Closed michal42 closed 6 years ago
There's a fairly big backtrace in the valgrind test, as if things were not cleaned up properly at exit, could you please have a look?
Yes, I will have a look. It seems to be a race that I'm unable to trigger locally.
If it happened before then it doesn't need to block this PR, just if it's new
It didn't happen before I rebased with the zproject update. But since I'm removing a hack that was supposed to paper over race conditions, the bug is quite possibly linked to my change.
My guess is that the leak is caused by mlm_msg object pointers in flight either from the server engine to the stream engine or back, when the server is shut down. But I still haven't reproduced.
I finally had time to look into it. I can reliably trigger the leak with this test:
diff --git b/src/mlm_server.c a/src/mlm_server.c
index 7a5f323a3045..22273e58f542 100644
--- b/src/mlm_server.c
+++ a/src/mlm_server.c
@@ -1212,6 +1212,34 @@ mlm_server_test (bool verbose)
zactor_destroy (&server);
}
+ {
+ const char *endpoint = "inproc://mlm_server_memleak_with_pending_stream_traffic";
+ zactor_t *server = zactor_new (mlm_server, "mlm_server_memleak_with_pending_stream_traffic");
+ if (verbose) {
+ zstr_send (server, "VERBOSE");
+ printf("Regression test for a memleak with pending stream traffic after server destroy\n");
+ }
+ zstr_sendx (server, "BIND", endpoint, NULL);
+
+ mlm_client_t *producer = mlm_client_new ();
+ assert (mlm_client_connect (producer, endpoint, 1000, "producer") >= 0);
+ assert (mlm_client_set_producer (producer, "STREAM_TEST") >= 0);
+
+ zstr_sendx (server, "SLOW_TEST_MODE", NULL);
+
+ mlm_client_t *consumer = mlm_client_new ();
+ assert (mlm_client_connect (consumer, endpoint, 1000, "consumer") >= 0);
+ assert (mlm_client_set_consumer (consumer, "STREAM_TEST", ".*") >= 0);
+
+ zmsg_t *msg = zmsg_new ();
+ zmsg_addstr (msg, "world");
+ assert (mlm_client_send (producer, "hello", &msg) >= 0);
+
+ mlm_client_destroy (&consumer);
+ mlm_client_destroy (&producer);
+ zactor_destroy (&server);
+ }
+
// @end
printf ("OK\n");
}
And can trigger it both with and without this PR. The fix for the leak would be to synchronize with the stream engine instances during server shutdown and free any messages not yet dispatched.
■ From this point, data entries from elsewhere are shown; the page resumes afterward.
PR #4324, opened 2023-02-04
Cutscene and loop for web

Tey:
As discussed in #4279, this PR makes cutscenes render the same way as Movie displayables. I'd be lying if I said there is no performances drop wrt. the previous method which let the browser display the cutscene directly using an HTML Video element on top of Renpy canvas. I've tested with Chrome, Edge, Firefox and Android (Chrome), and the drop is mostly noticeable on Firefox though (which has always been the slowest browser for Renpyweb anyway).

The PR also handles the autoplay issue and let the browser manage the video loop instead of relying on Renpy for that (this is faster so there is no more video pause between the end and the restarting of the video, especially good for sprite videos).

There is a [demo here](https://tey.github.io/renpy/video_demo-1.4-web/) (splash can be set to either cutscene or Movie displayable).


Tey:
@keggorrack Thanks for the feedback. Can you open the [Develop menu](https://support.apple.com/guide/safari/use-the-developer-tools-in-the-develop-menu-sfri20948/mac) on Safari and copy/paste everything that is shown in the console tab please? My guess is something goes wrong when [Renpy checks for browser support](https://github.com/renpy/renpy/blob/d2cb7c82b81973c0d0c8c3ec534906f931822e7b/renpy/audio/audio.py#L954) so it does replace renpysound methods with the web version.

keggorrack:
> @keggorrack Thanks for the feedback. Can you open the [Develop menu](https://support.apple.com/guide/safari/use-the-developer-tools-in-the-develop-menu-sfri20948/mac) on Safari and copy/paste everything that is shown in the console tab please? My guess is something goes wrong when [Renpy checks for browser support](https://github.com/renpy/renpy/blob/d2cb7c82b81973c0d0c8c3ec534906f931822e7b/renpy/audio/audio.py#L954) so it does not replace renpysound methods with the web version.

```
[Log] Downloading engine... (renpy-pre.js, line 119)
[Log] Downloading game data... (renpy-pre.js, line 119)
[Log] Running... (renpy-pre.js, line 344)
[Log] Unpacking... (renpy-pre.js, line 119)
[Log]  (renpy-pre.js, line 344)
[Log] Loading script... (renpy-pre.js, line 119)
[Log] warning: 2 FS.syncfs operations in flight at once, probably just doing extra work (renpy-pre.js, line 145)
[Log] warning: 3 FS.syncfs operations in flight at once, probably just doing extra work (renpy-pre.js, line 145)
[Debug] can_play_types – ["audio/ogg", "audio/mpeg"] (2)
[Log] Can't play – "audio/ogg"
```

Tey:
It looks like "audio/ogg" is not supported, so Renpy does not load webaudio. I can prevent the crash in this case, but that means neither audio nor video will work at all.

@renpytom Is that expected that webaudio does not work on Safari? It does load on epiphany (WebKit based browser for Linux) though.

Tey:
I've updated the PR to prevent the crash in case audio/video playback is not supported, and updated the demo as well.

[Safari does not really support "audio/ogg"](https://caniuse.com/?search=ogg) so that explains why webaudio is not loaded. [This is expected](https://www.renpy.org/doc/html/config.html?highlight=webaudio_required_types#var-config.webaudio_required_types) for Ren'Py, but since video playback depends on webaudio, this also disables it. On Safari, we could use wasm decoding for ogg and webaudio for everything else, but the way webaudio is implemented right now makes that impossible (the webaudio methods erase the original renpysound methods). This is probably beyond the scope of this PR, although without this PR, cutscenes do work on Safari then (but not Movie displayables).

qinlili23333:
> On Safari, we could use wasm decoding for ogg

Maybe we can also use wasm decoding for webm videos on safari. Currently webm videos don't work on safari.

Tey:
I've updated the PR to let audio decoding happen in wasm if the browser does not support the required audio formats, while making it possible to support video decoding from the browser.

Some articles seem to indicate that Safari should support WebM containers with VP8+Vorbis at least, but my tests in browserstack fail for such video files. The only video files supported by Safari seem to be MP4 containers with H.264+MP3/AAC. This is also supported by Firefox and Chrome, so that's probably the best target for Web platform if Safari is to be supported. Ren'Py does not include H.264 or AAC decoders on other platforms though, so I've added a note about that in the documentation.

I've updated [the demo here](https://tey.github.io/renpy/video_demo-1.5-web/) with test cases for audio files playback. Only the MP4 video format is expected to work on Safari.

> Maybe we can also use wasm decoding for webm videos on safari. Currently webm videos don't work on safari.

The performances will be awful, at least as long as threads are not supported on the Web platform.

qinlili23333:
> The performances will be awful, at least as long as threads are not supported on the Web platform.

A Chinese streaming website called Bilibili released HEVC video decoding in wasm two years ago as at that time Chrome has no HEVC support. They set up several workers (usually 8 workers at the same time) to solve performance problem, although the effecient is low.
Here is Bilibili's article about this, but only in Chinese. 
https://www.bilibili.com/read/cv16257864

renpytom:
The restrictions on hosting multithreaded wasm are high enough it's not going to be a good solution for a while still. (And it's hard to see why you'd use HEVC rather than AV1, just because of the patent problems.)

PR #4326, opened 2023-02-05
Include an example of a proper usage of time_warp in the docs of ImageDissolve

Galo223344:
Even though time_warp is mentioned three times in the [transition classes document](https://www.renpy.org/doc/html/transitions.html#transition-classes), it's never shown how to actually use it. Since the idea of using the _warper module is not intuitive, and it's mentioned only once at the beginning of the section, I thought it would be best to at least include it in one of the examples.

### DIFF
--- a/renpy/display/transition.py
+++ b/renpy/display/transition.py
@@ -442,8 +442,8 @@ class ImageDissolve(Transition):
 
     ::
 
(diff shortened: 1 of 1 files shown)


Gouvernathor:
Looks good to me

PR #4336, opened 2023-02-08
Reachability update for UserStatements

Gouvernathor:
TODO:
- check PostUserStatement for possible complications
- check the case where block != "script" but the parsed content still includes renpy statements (the "random" example in the doc, for one)
- change the nomenclature of the passed values, RIR is probably illegible ("flow" ?), and Always is terrible ("innate" ?)
- add examples and more explanation in the doc ?


renpytom:
I just landed a different approach to this (a function that's can report what's reachable). I think it's fundamentally simpler.

PR #4369, opened 2023-02-19
Fix classes signatures in the documentation (again)

### LINKED ISSUE #4317: Signatures of classes not overriding __init__
A lot of actions, mainly, have a mro where no parent except RevertableObject redefine the `__init__` method.
As a result, they end up with RO's bogus signature, when actually they don't accept any parameter. (RO ignores any parameter when not config.developer, for compat reasons I assume)
This is probably a very old issue.

Some examples can be found in [screen_actions](https://www.renpy.org/doc/html/screen_actions.html) : NullAction, HideInterface, RollForward, Screenshot.

Gouvernathor:
The first commit ~~grinds commit points~~ simplifies things : now `object().__init__` is the same as `python_object().__init__`.
The second bans classes not overriding `__init__` (regardless of whether they inherit revobject or not, thanks to the first commit) from getting their init signature read. I'd gladly monkeypatch python_object the same way I had revobject, but the python_object type is sadly not writeable (as written in C). This fixes achievement.Sync's `/, *args, **kwargs` signature, and fixes #4317, for good this time.
The third seeks to remove `self` from signatures such as `(self)` as well. It does so not by string replacements, but by directly removing the self parameter from the signature object. I think this is less prone to errors.


Gouvernathor:
I suggest merging this _**after**_ #4368, so the changes to script.rpy don't get overridden.

PR #4386, opened 2023-02-22
Fix inertial viewport dragging

shawna-p:
This fixes inertial viewport dragging. Namely, it adds an `instantly` parameter to the Adjustment `end_animation` method such that the relevant Adjustment parameters can be reset for the animation to instantly stop where it is. This is used 1) when the user touches down again, so the viewport stops when they press down, and 2) when the drag hits one of the viewport limits (so it can't be dragged any further). You may also consider using it in other circumstances, such as stopping the animation when the viewport scrollbar is grabbed.


renpytom:
Merged, and I'll be adding this to the bar focusing code as well.

PR #4398, opened 2023-02-25
renpy: Make version PEP440-compatible

lanodan:
Starting with 67.2.0 setuptools enforces PEP440 compliance.


renpytom:
Merged, thank you.

PR #4437, opened 2023-03-13
Premature redraws erase pending redraw orders

Gouvernathor:


renpytom:
Fixed by a628b2dba3c596461e956c471545c05961e8c241 , which is I think a better place to document this.

PR #4439, opened 2023-03-14
allow poi the image tag or camera by adding poi_is property

kyouryuukunn:
.. transform-property:: poi_is

    :type: str or None
    :default: None

    This gives the displayable or camera as the point of interest. The camera
    or the displayable being transformed are rotated to face the displayable or
    camera, even if the position of the camera or the displayable is changed.

    If this is not None. this is string giving the displayable tag or camera.
    That format is "tag@layer" or "tag". If layer is not given, default is
    "master".  If tag is "camera", it means the camera

    poi_is has priority over poi.

    Note poi_is isn't updated automatically. so, you should write like below if
    you want it is updated::

        show eileen happy at center:
            poi_is "camera"
            0
            repeat


Gouvernathor:
If the two properties are mutually exclusive, and in addition they don't take the same types why not merge them ?
You have either None, and nothing happens, or a tuple, and the poi behavior triggers, or a string, and the poi_is behavior triggers.

In addition, I would be against reserving the string "camera" since it is a valid image name/tag. Why not `True` as the value for targeting the camera ?

mal:
If this goes forward, then in addition to Gouv's suggestions, when not provided the `default_layer` function should be used to determine the layer rather than hard code `master`.

What happens if a non-existent displayable is referenced, or the displayable is removed from the scene before the thing referencing it (in the repeat scenario)? What happens if the reference is itself? 😬

It looks like the new `if state.poi_is` blocks are copy-paste duplicates, and while I realise the wider `poi` code is not between the perspective and non-perspective branches, perhaps there's a saner way to handle the repeated code block. Haven't thought too much about it, just putting it out there as something to consider.

More generally, I'm not entirely sure how to feel about transforms being contingent on the scene list and other displayables, it definitely feels like quite a departure from the current features, not to mention what compatibility issues it may create in future for a more deterministic ATL.

renpytom:
I like pointing at the camera. That's certainly something we should have. I'm a little skeptical about the utility of pointing at an image, rather than the camera. @kyouryuukunn, do you have an example of where something like: 

```renpy
   show lucy happy:
        point_to "eileen"
```

would be necessary? I can't think of any, but I'm willing to have my mind changed on this. 

I don't think that making transforms contingent on the scene list matters. The property (which is just a string) depends just on time. What happens in the renderer doesn't actually matter that much when it comes to predictability, compared to what happens in ATL, which is where determinism needs to be. 

Regardless of what we do I'd like to rename `poi` to `point_to`. I think the more verbose name is better. I think this property should be allowed to contain:

* None, to disable this behavior.
* A tuple of (x, y, z) coordinates.
* the special value Camera. (I can set up a sentinel value in the store.) 

If we then want to add non-camera pointing, we can do that - but I'd like to know where pointing at a displayable would be useful.

Gouvernathor:
I think there is a hidden risk in the displayable-pointing mechanism, as mal pointed out. The property itself, being a string, is constant, sure, and if the displayable moves it will result in different xyz rotations when called twice on the same value : I understand why _that_'s not a problem (same as for the `shader` property). The issue would be if the displayable is not _found_ to be displayed at all, at the time the renderer executes. And, as mal said, if the reference is the caller itself (which is harder to detect than you may think : displayables in Flatten in Fixed in a screen...). It's not a problem of predictability of the result, but of having _a_ result in any given situation.
If I write `function my_func` or `my_py_transf(child)` in ATL and the function raises an exception, it's my fault, I opened the pandora's box by letting python enter the chat. Same as if I call a shader with a bug in it. But if I set a string to a documented transform property, I think that's less expected to ever fail. It would likely bounce back on us as a bug.

Pointing at a layer (at its center or at its normal vector for example) may save the day, as being more reliable. Depends on whether the use-cases for pointing at a displayable can be approximately satisfied by pointing at a layer.
Careful about detached layers when implementing though.

renpytom:
Let's figure out if image-pointing is useful, first. Then we can worry about the semantics of it. 

We don't avoid useful features just because they might break. It's perfectly find to have the semantic where if a points_to isn't found, it's the same as points_to None.

kyouryuukunn:
@Gouvernathor 
Thank you. simplification. I will rewrite this after #4447 is merged.

OK, I merged poi  and poi_is to point_to and I changed point_to format like below
3-tuple:      (x, y, z)
str:             "tag"
True:          camera for "master" layer
(str, str):     ("tag", "layer")
(True, str):   camera for str "layer"

@mal 
I thought If an image which is not shown is specified , it is acceptable to throw an error.
If the image specified is removed while the image which faces it is being shown, it might be better to store the last position into anywhere and keep the last state.

if itself is given, nothing is shown or it is rotated at odd angles.

@renpytom 
In case of Image to Image, there certainly seems to be little opportunity for use.
It could be done in the same way as Image to camera and camera to Image, so I just added it.

renpytom:
I've merged #4447 

Let's get rid of image-to-image. I think it adds a lot of complexity for something without an obvious use case. (For example, it introduces a novel layer syntax.) I don't really want to add image-to-image as something we have to support unless there's a clear use for it.

kyouryuukunn:
moved to #4449

PR #6000, opened 2024-12-10
Bar property update & addition

shawna-p:
This PR does the following:

1) Updates `thumb_offset` to optionally take a tuple instead of an integer. If provided a tuple, the first number is used to offset the left/top of the bar, and the second number is used for the right/bottom. This is helpful for bars whose thumb is asymmetrical, such as a half-circle. In particular, it avoids issues with semi-transparent image overlap (in general or when using ATL or transitions). It is backwards-compatible with the regular integer value.

https://github.com/user-attachments/assets/293e33dc-9331-47b3-916c-a96264cff8d0

https://github.com/user-attachments/assets/94614917-c43f-4d2c-af47-dba9d229f613

2) Adds a `thumb_align` property to bars. This solves an incredibly common issue which occurs when the bar's thumb is larger than the bar images. Most people want the center and thumb of the bar to be aligned. This provides a simple in-engine solution, rather than forcing players to adjust their bar images in an image editor.

Default behavior (and the behavior of `thumb_align 0.0`, which is the default property so it's backwards-compatible:
image

The results of `thumb_align 0.5`, which aligns the thumb and bar images.
image

I have only added `thumb_align` as a screen property, not as a style one, though I'd be happy if it were added as a style property. Feel free to let me know if there are any particular changes you'd like made, or to adjust the PR before it goes into the engine.

### DIFF
--- a/renpy/display/behavior.py
+++ b/renpy/display/behavior.py
@@ -2289,6 +2289,8 @@ class Bar(renpy.display.displayable.Displayable):
         self.adjustment = adjustment
         self.focusable = True
 
+        self.thumb_align = properties.pop("thumb_align", 0.0)
+
         # These are set when we are first rendered.
         self.thumb_dim = 0
         self.height = 0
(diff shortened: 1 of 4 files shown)


renpytom:
Merged, and thank you. This was a great thing to have for #6000 .

PR #6006, opened 2024-12-15
Modernize `renpy.__init__`.

Andykl:
This PR removes `renpy.update_path` function and implements it by meta_path finder, so it automatically works for any package that need it now or in future. Also I did some small typing related changes and added some annotations.


renpytom:
I like this, but I need to figure out if it's necessary. I'm currently working on modifying Ren'Py's setup.py to allow for editable installs of Ren'Py, which may (or may not) render this unnecessary.

renpytom:
This turned out to be necessary after all. (Or at least, the least bad option.)

PR #6008, opened 2024-12-16
Split `renpy.ast` into submodules and add types.

Andykl:
I have went through the ast module and added type annotations statement slots and for `Node` interface.

I also splitted it into 3 files, because of some further ideas about `Node` class, which will add too many lines for already big `ast` file.

I kinda don't like that PyCode and PyExpr are in separate file, so I will move it to `node.py` (or maybe `renpy.python` is actually a best place for it?). And I think `location` file can be moved in `ast` folder.

### DIFF
--- a/renpy/ast/__init__.py
+++ b/renpy/ast/__init__.py
@@ -1,0 +1,116 @@
+# Copyright 2004-2024 Tom Rothamel <pytom@bishoujo.us>
+#
+# Permission is hereby granted, free of charge, to any person
+# obtaining a copy of this software and associated documentation files
+# (the "Software"), to deal in the Software without restriction,
+# including without limitation the rights to use, copy, modify, merge,
+# publish, distribute, sublicense, and/or sell copies of the Software,
+# and to permit persons to whom the Software is furnished to do so,
+# subject to the following conditions:
+#
+# The above copyright notice and this permission notice shall be
+# included in all copies or substantial portions of the Software.
+#
+# THE SOFTWARE IS PROVIDED "AS IS", WITHOUT WARRANTY OF ANY KIND,
+# EXPRESS OR IMPLIED, INCLUDING BUT NOT LIMITED TO THE WARRANTIES OF
+# MERCHANTABILITY, FITNESS FOR A PARTICULAR PURPOSE AND
+# NONINFRINGEMENT. IN NO EVENT SHALL THE AUTHORS OR COPYRIGHT HOLDERS BE
+# LIABLE FOR ANY CLAIM, DAMAGES OR OTHER LIABILITY, WHETHER IN AN ACTION
+# OF CONTRACT, TORT OR OTHERWISE, ARISING FROM, OUT OF OR IN CONNECTION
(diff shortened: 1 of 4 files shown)


renpytom:
I agree on moving location, but I kind of think that Node should be in with the other ast nodes.

renpytom:
So, what are your ideas about the node class? 

Right now, I can see moving PyCode and PyExec out (perhaps into python.py), but I'm not sure about the rest - and I'm really not sure about Node becoming much bigger.

Andykl:
The idea is that most of the time, most nodes do not need some of their slots, or slot value is its default value. E.g. 90% of `TranslateSay` in my project fills only 8 out of 20 its slots, and others are default values. Same applies to pretty much any node subclass.

The idea is to do something like
```py
class _NodeUnlockedData:
    """
    Pretty much a dict with restricted set of keys it can use.
    This class is used when Node being constructed in parse.
    """

class _NodeLockedData:
    """
    Class that construct it's subclass with __slots__ that are actually used by a node
    and are not the same as default.
    """

class NodeAttribute:
    """
    Descriptor for Node subclasses that defines possible slot, and has it's default
    value.
    """

class Node(Location):
    slots = ["__data", "name"] 
    __data: _NodeUnlockedData | _NodeLockedData

    next =  NodeAttribute(default=None)

    def __enter__(self):
        self.__data = _NodeUnlockedData(self.__data.as_dict())
        return self

    def __exit__(self):
        self.__data = _NodeLockedData(self.__data.as_dict())
```

With this approach, `Return` is defined as
```py
class Return(Node):
    __slots__ = []
    expression = NodeAttribute(default=None)
```

The drawback of this approach is that it is a bit crypric, and that to change or init node, it should be done with `with`
```py
with renpy.ast.Return(loc) as rv:
    rv.expression = parsed_expression
```
but on the other hand, it will eliminate the need to use `getattr(node, "atl", None)` because default values are defined in slot descriptor.

This idea is based on simillar problem I fixed a while back, with our (and renpy) CDS, where parsed value was 90% redundant memory wise, and my approach saved like 20% of whole ast memory footprint, but it was mostly due to change from `dict` to this slotted `LockedData`.

renpytom:
I don't think this is something I'm likely to merge in, ever, as it stands - it's too complicated, and too much of a maintenance burden. And once it's been done, we'll be stuck with it forever, assuming it's what gets saved into the .rpyc format files. 

I especially don't like the indirection of each of the slots through a second object - just having that second object is going to add 24 bytes of storage, which removes a lot of the savings for most object. 

I'd really be interested in knowing the statistics of your  game, and how much memory is being taken up by each kind of AST node. I can see putting some time into reducing the AST memory, but this  really feels like a blunt solution that makes Ren'Py ugly while not solving the problem well

(One idea I'm having is doing something on the C side to support optional slots. But there are other options that might also make sense, and in the end I wonder if that the right solution for large games is to just allow portions of the AST to be loaded and unloaded as the game progresses.)

Andykl:
After implementing this, it proves to help some types, but hurt others, being marginally better in total, so this not worth it, unless written in C(ython).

I can look into that, but can you please trigger a new travis run for this PR and if it is green, merge it?
Hrm, it's failing in zmq shutdown this time? I'm lost. Does master pass travis?
It does not - so I'll merge this
You can ignore the shutdown error - I'll have a look at it, probably a regression in libzmq
Thank you! I will look into the race condition during stream shutdown when I have time again.
@michal42 the regression has now been fixed in CZMQ
We have proper memory management since commit ee93e46f4bed ("Properly handle pending stream traffic after client disconnect"), so there is no need for the settle period.